The multiphoton absorption material (two-photon absorption fluorescent material) containing the composite metal nanoparticles of the present invention can be used as a multiphoton absorption reaction material (two-photon absorption fluorescence reaction material) for a two-photon excitation laser scanning microscope.
If this is used, since it has a larger two-photon absorption cross-sectional area than a conventional two-photon absorption fluorescent material, it exhibits a high two-photon absorption characteristic at a low concentration. Therefore, according to the present invention, not only a highly sensitive two-photon absorption fluorescent reaction material can be obtained, but also it is not necessary to increase the intensity of light applied to the material to be observed, and the deterioration and destruction of the material to be observed are suppressed. And adverse effects on the properties of other components in the material to be observed can be reduced.

  EXAMPLES Hereinafter, although an Example and a comparative example are given and this invention is demonstrated further more concretely, each Example is an example of a structure of this invention, and this invention is not limited to the Example shown below. .

Example 1
In the following procedure, a gold nanorod dispersion, formation of a buffer layer (SiO 2 ) film, a composite nanoparticle dispersion having a gold nanorod as a core, and a composite nanoparticle / dye mixed dispersion were sequentially prepared.

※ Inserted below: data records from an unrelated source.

PR #172, opened 2015-09-21
Mv cache warming tool  [JIRA: RIAK-2351]

matthewvon:
Internal / consulting tool for creating an initial cache warming file.  This is NOT industrial grade and requires hand adjustments to shell script depending upon the user environment.

### DIFF
--- a/tools/cache_warm.cc
+++ b/tools/cache_warm.cc
@@ -1,0 +1,278 @@
+// -------------------------------------------------------------------
+//
+// cache_warm.cc
+//
+// Copyright (c) 2015 Basho Technologies, Inc. All Rights Reserved.
+//
+// This file is provided to you under the Apache License,
+// Version 2.0 (the "License"); you may not use this file
+// except in compliance with the License.  You may obtain
+// a copy of the License at
+//
+//   http://www.apache.org/licenses/LICENSE-2.0
+//
+// Unless required by applicable law or agreed to in writing,
+// software distributed under the License is distributed on an
+// "AS IS" BASIS, WITHOUT WARRANTIES OR CONDITIONS OF ANY
+// KIND, either express or implied.  See the License for the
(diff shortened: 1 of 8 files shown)


matthewvon:
Original comments from Paul Place's code review:

I didn't apply the same standards as I would to production code, since my understanding is that the purpose of this tool is to ensure the new code in mv-cache-object-warming has a COW file the first time it runs after upgrading to this branch.

All looks fine except for the following in tools/cache_warm.cc
    line 129: NAME_MAX does not include the terminating null character, so should make it file[NAME_MAX+1]
    line 264: need to update the comman_help() method from sst_rewrite to cache_warm

--Paul

tools/cache_warm.cc
```diff
@@ -0,0 +1,280 @@
...
+        }   // if
+
+        // file of .sst pathnames
+        else
+        {
+            FILE * list;
+            bool ignore_file;
+            std::string cur_path, record;
+            size_t line_count;
+            char buffer[PATH_MAX], vnode[PATH_MAX], file[NAME_MAX], * chr_ptr;
```
matthewvon: Paul Place writes: NAME_MAX does not include the terminating null character, so should make it file[NAME_MAX+1]

tools/cache_warm.cc
```diff
@@ -0,0 +1,280 @@
...
+    if (1==argc)
+        command_help();
+
+    return( error_seen ? 1 : 0 );
+
+}   // main
+
+
+void
+command_help()
```
matthewvon, line 263: Paul Place writes:  need to update the comman_help() method from sst_rewrite to cache_warm

bashopatricia:
create jira issue

Basho-JIRA:
1/21 per MVM, not ready for this release. 2.2 or 2.0.7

[Preparation of gold nanorod dispersion]
This will be explained step by step from the creation of gold nanorods using the photoreduction method.
As a raw material solution, 70 ml of a CTAB (cetyltrimethylammonium bromide) aqueous solution (0.18 mol / l), 0.36 ml of cyclohexane, 1 ml of acetone, and 1.5 ml of an aqueous silver nitrate solution (0.01 mol / l) were added and stirred with a magnetic stirrer. Furthermore, after adding 2 ml of chloroauric acid solution (0.024 mol / l), 0.4 ml of ascorbic acid aqueous solution (0.1 mol / l) was added, and it was confirmed that the color of the chloroauric acid solution disappeared.
Next, the liquid for mixing was transferred to a petri dish having a diameter of 100 mm, and ultraviolet rays of 254 nm were irradiated for about 20 minutes with a low-pressure mercury lamp (manufactured by ASONE, SUV-16). By this step, gold nanorods were formed, and a stable dispersion of the gold nanorods was obtained. As a result of observation by a transmission electron microscope, it was confirmed that the gold nanorods in the dispersion had an average particle shape of 50 nm long axis and 12 nm short axis.
In the production of the gold nanorods, the synthesis by the photoreduction method has been shown, but it goes without saying that gold nanorods obtained by various synthesis methods such as electrolysis and growth from seed particles can also be used. By changing the growth conditions, it is possible to easily obtain gold nanorods having different aspect ratios.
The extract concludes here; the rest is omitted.